Border Patrol agents have cut or moved the wire where the wire prevents them from performing their statutory duties to inspect, apprehend, and process noncitizens who have unlawfully entered the United States or from rendering aid to distressed individuals. Id. ¶ 16. Contrary to Texas’s allegation, Compl. ¶ 8, Border Patrol does not have a policy or procedure requiring agents to cut this wire, let alone for the purpose of destroying Texas’s property or of encouraging unlawful entry into the United States. BeMiller Decl. ¶¶ 17-18. Rather, agents have been advised to use their independent judgment, subject to supervisory review in appropriate circumstances, in determining whether cutting the wire is required to fulfill their responsibilities. . . .

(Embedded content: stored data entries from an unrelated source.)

PR #11289, opened 2022-07-13
fix: delete option linked with OptionGroup [DHIS2-7908-39]

vietnguyen:
https://jira.dhis2.org/browse/DHIS2-7908

- Add deletionHandler to remove `Option` from `OptionGroup` when `deleteOption()` is triggered.
- Note that `Option` is automatically removed from `OptionSet` because of cascade="all" defined in `OptionSet.hbm`. So we don't need to add deletionHandler for this association.

### DIFF
--- a/dhis-2/dhis-services/dhis-service-core/src/main/java/org/hisp/dhis/option/OptionGroupDeletionHandler.java
+++ b/dhis-2/dhis-services/dhis-service-core/src/main/java/org/hisp/dhis/option/OptionGroupDeletionHandler.java
@@ -29,19 +29,38 @@ package org.hisp.dhis.option;
 
 import java.util.List;
 
-import org.hisp.dhis.common.DataDimensionType;
-import org.hisp.dhis.common.GenericDimensionalObjectStore;
+import lombok.AllArgsConstructor;
 
-/**
- * @author Viet Nguyen <viet@dhis2.org>
- */
+import org.apache.commons.collections4.CollectionUtils;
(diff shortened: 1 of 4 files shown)


dhis-2/dhis-services/dhis-service-core/src/main/java/org/hisp/dhis/option/OptionGroupDeletionHandler.java
```diff
@@ -0,0 +1,66 @@
...
+
+    @Override
+    protected void register()
+    {
+        whenDeleting( Option.class, this::deleteOption );
+    }
+
+    private void deleteOption( Option option )
+    {
+        List<OptionGroup> optionGroup = optionGroupStore.getOptionGroups( option.getUid() );
```
larshelge, line 54: I think ideally we could use a query which fetches only the option groups which contains the given option, as opposed to retrieving all option groups and iterating in memory. 

Typically there will not be a high number of option groups, but as we know deletion can be slow, so as a good principle we should try to pull only the necessary objects from the database vs all.

vietnguyen: The method `optionGroupStore.getOptionGroups( option.getUid() )` queries only `optionGroup` which contains given option ID. I changed the method name to `getOptionGroupsByOptionId()` to make it less confusing.

mortenoh (approved):

stian-sandvold (approved):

[The] provisions [of] 8 U.S.C. §§ 1221–1231 “charge the Federal Government with the implementation and enforcement of the immigration laws governing the inspection, apprehension, examination, and removal of [noncitizens].” Garland v. Aleman Gonzalez, 142 S. Ct. 2057, 2064 (2022). As the Supreme Court has explained, § 1252(f)(1)’s reference to “the ‘operation’ of the relevant statutes is best understood to refer to the Government’s efforts to enforce or implement them.” Id. That is, “the ‘operation of the provisions’ is a reference . . . to the way that [it is] being carried out.” Id. Accordingly, with limited exceptions inapplicable here, § 1252(f)(1) “prohibits lower courts from entering injunctions that order federal officials to take or to refrain from taking actions to enforce, implement, or otherwise carry out the specified statutory provisions. . . .”

Here, Texas seeks to restrain Border Patrol agents from exercising their statutory functions under 8 U.S.C. § 1225 to inspect “applicants for admission,” id. § 1225(a)(1),(3) -- namely, as relevant here, those noncitizens who have already crossed the international boundary in the middle of the Rio Grande into the United States -- and to inspect, process, apprehend or detain them pending removal proceedings or expedited removal, id. § 1225; see also id. § 1226. . . .


Yep. Once again, Gov. Abbott imagines he is a king -- not a mere local minister. And he will get his John Brown hind-parts handed to him -- with that back porch. . . painted bright red, in the process -- in the next few weeks (AGAIN!), by federal judges.